** Opening Data supplied block **
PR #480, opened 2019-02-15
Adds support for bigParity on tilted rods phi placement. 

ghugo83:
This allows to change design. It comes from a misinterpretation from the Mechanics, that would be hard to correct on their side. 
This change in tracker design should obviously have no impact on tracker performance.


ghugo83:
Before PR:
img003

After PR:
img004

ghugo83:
** Closing Data supplied block **
** Opening Data supplied block **
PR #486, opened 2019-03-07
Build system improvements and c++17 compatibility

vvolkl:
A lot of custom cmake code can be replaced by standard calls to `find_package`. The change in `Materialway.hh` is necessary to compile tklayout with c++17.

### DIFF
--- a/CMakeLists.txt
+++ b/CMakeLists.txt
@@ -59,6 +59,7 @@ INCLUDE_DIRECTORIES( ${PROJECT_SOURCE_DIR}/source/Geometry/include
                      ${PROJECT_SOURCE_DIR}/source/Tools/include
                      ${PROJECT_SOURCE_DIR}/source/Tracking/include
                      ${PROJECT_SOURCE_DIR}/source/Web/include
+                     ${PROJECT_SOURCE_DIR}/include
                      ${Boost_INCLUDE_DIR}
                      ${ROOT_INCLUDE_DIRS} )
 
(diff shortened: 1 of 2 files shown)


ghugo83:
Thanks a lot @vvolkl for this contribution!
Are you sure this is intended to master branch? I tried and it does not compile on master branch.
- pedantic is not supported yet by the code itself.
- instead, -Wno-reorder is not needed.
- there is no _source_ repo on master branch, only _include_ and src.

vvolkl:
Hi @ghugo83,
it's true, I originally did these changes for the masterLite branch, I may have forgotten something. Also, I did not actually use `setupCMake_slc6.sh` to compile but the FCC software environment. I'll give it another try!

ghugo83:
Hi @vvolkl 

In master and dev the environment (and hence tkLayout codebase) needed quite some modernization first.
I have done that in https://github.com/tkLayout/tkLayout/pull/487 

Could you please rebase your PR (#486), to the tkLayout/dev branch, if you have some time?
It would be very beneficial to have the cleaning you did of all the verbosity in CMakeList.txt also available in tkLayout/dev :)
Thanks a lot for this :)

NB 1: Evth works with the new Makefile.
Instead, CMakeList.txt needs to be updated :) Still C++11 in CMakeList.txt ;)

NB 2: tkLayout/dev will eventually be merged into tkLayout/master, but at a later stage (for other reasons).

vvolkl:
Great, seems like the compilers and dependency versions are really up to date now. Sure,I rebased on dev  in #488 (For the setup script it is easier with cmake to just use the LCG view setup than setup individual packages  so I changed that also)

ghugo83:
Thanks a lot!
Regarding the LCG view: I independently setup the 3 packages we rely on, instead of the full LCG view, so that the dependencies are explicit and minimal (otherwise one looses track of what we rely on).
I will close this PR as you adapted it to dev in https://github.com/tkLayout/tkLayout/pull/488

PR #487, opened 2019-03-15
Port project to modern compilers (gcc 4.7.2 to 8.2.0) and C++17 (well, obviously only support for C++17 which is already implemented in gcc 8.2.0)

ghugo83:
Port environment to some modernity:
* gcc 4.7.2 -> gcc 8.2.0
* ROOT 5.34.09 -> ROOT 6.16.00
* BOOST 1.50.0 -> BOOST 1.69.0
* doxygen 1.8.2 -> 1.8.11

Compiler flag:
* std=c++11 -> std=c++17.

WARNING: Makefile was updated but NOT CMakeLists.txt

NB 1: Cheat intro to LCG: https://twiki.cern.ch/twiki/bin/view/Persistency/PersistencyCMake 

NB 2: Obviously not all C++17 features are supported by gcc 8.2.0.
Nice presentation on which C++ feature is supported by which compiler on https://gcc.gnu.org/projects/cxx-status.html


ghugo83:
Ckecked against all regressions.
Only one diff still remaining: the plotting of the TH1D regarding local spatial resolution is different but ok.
** Closing Data supplied block **
** Opening Data supplied block **
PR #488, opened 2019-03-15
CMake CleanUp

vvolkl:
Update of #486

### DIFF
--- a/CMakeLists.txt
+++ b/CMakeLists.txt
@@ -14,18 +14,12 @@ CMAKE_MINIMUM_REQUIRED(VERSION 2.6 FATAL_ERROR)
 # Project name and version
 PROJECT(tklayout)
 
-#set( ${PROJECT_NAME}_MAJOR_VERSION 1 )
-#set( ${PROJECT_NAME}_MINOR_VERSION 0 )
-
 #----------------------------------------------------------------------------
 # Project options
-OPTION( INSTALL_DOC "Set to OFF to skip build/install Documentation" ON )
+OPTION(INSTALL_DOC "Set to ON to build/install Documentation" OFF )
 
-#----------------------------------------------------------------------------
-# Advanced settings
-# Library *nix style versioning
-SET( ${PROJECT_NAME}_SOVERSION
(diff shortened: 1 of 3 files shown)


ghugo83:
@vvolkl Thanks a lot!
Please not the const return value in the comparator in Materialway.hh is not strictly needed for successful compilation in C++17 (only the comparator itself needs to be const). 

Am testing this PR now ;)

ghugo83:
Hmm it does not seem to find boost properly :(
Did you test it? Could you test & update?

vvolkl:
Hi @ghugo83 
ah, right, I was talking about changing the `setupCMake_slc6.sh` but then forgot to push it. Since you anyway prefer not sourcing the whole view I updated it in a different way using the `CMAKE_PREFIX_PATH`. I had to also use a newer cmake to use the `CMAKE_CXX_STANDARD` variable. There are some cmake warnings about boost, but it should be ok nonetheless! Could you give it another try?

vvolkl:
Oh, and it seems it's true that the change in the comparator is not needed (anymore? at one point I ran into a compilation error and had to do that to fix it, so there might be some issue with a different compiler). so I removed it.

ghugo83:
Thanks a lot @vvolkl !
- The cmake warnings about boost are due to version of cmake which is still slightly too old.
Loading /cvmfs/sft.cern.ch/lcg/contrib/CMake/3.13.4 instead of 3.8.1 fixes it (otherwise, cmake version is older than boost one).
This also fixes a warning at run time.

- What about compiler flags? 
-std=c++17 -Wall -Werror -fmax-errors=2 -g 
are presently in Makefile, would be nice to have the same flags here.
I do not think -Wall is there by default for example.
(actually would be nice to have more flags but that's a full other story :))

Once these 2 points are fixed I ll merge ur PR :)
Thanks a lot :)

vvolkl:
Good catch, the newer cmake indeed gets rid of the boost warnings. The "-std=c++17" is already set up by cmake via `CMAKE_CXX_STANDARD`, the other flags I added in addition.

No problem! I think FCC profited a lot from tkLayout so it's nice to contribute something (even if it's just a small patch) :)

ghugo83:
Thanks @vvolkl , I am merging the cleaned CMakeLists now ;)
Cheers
** Closing Data supplied block **
Copy task for the entries above: every line with the string "cern".

**Result for this exercise:**
NB 1: Cheat intro to LCG: https://twiki.cern.ch/twiki/bin/view/Persistency/PersistencyCMake 
Loading /cvmfs/sft.cern.ch/lcg/contrib/CMake/3.13.4 instead of 3.8.1 fixes it (otherwise, cmake version is older than boost one).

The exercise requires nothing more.